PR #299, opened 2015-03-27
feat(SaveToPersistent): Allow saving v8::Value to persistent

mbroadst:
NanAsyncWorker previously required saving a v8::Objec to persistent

--*--

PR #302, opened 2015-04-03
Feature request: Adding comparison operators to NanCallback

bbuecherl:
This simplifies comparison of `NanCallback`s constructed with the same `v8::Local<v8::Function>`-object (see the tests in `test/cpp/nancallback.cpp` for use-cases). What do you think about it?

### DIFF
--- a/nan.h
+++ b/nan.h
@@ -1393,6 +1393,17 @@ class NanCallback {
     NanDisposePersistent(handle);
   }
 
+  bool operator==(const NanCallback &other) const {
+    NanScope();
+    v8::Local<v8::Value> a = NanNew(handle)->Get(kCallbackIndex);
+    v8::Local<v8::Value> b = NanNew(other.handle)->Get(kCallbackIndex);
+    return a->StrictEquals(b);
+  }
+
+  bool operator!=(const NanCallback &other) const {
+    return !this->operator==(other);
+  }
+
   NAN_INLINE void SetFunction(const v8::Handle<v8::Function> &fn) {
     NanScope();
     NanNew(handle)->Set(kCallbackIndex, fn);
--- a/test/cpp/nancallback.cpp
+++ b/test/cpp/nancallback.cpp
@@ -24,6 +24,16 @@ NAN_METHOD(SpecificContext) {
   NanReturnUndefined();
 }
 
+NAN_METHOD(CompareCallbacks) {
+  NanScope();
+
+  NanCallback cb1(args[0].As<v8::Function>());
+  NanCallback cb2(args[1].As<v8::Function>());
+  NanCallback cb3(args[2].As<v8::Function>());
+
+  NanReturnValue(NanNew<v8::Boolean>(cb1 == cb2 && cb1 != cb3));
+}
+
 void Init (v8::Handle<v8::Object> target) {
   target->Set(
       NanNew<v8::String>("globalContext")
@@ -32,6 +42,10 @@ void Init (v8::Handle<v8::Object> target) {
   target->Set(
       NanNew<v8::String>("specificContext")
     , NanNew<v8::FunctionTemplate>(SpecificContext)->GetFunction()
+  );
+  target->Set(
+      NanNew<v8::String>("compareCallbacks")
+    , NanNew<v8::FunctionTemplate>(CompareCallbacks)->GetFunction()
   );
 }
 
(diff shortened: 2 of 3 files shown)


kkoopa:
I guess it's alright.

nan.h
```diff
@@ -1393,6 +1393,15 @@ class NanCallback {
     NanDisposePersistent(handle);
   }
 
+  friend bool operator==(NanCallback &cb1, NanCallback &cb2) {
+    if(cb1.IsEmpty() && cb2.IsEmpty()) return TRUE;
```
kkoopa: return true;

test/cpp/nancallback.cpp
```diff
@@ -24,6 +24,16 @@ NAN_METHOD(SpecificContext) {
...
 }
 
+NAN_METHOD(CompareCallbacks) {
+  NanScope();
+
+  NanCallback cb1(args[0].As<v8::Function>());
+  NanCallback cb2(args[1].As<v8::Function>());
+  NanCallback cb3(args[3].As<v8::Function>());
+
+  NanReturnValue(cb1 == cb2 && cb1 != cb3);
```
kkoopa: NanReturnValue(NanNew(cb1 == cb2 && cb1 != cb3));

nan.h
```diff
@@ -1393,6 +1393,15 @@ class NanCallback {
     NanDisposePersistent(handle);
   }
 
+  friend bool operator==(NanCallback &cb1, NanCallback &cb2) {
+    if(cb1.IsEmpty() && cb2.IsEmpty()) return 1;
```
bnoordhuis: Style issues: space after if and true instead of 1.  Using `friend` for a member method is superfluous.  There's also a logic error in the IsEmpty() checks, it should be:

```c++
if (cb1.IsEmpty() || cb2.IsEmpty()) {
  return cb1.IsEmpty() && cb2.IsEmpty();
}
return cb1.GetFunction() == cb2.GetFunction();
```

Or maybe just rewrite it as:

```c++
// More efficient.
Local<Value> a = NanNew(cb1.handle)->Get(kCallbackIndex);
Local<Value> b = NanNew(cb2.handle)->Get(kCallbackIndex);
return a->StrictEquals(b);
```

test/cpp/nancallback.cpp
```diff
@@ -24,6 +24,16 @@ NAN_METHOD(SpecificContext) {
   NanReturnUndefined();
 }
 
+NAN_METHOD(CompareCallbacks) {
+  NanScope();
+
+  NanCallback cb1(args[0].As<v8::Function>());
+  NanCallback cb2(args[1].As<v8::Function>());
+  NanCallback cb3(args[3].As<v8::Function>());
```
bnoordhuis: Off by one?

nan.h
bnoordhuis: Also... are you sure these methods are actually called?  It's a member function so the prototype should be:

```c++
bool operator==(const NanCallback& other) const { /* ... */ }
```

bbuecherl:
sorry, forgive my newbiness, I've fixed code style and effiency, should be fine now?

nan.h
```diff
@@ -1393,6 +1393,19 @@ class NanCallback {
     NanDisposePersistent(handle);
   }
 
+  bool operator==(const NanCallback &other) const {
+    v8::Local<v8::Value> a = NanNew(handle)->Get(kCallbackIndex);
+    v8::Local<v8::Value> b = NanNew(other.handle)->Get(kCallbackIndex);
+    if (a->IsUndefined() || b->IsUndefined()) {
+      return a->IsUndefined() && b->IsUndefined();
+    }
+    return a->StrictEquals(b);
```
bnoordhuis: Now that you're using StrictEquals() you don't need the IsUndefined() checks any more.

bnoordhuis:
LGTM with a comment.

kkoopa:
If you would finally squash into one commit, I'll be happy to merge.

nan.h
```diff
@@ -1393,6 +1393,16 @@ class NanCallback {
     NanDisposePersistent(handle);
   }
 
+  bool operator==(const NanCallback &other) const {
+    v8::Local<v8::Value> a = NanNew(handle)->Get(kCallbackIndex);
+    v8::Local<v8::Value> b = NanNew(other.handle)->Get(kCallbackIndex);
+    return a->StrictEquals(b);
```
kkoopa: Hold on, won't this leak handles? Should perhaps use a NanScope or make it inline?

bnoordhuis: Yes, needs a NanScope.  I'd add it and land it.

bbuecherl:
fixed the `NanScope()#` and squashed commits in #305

--*--

**Description of the task**:
In the listing above, find the line with "PR #299, opened 2015-03-27" and the line with "NanAsyncWorker previously required", then reproduce both and every line between them exactly.

**Answer to the exercise**:
PR #299, opened 2015-03-27
feat(SaveToPersistent): Allow saving v8::Value to persistent

mbroadst:
NanAsyncWorker previously required saving a v8::Objec to persistent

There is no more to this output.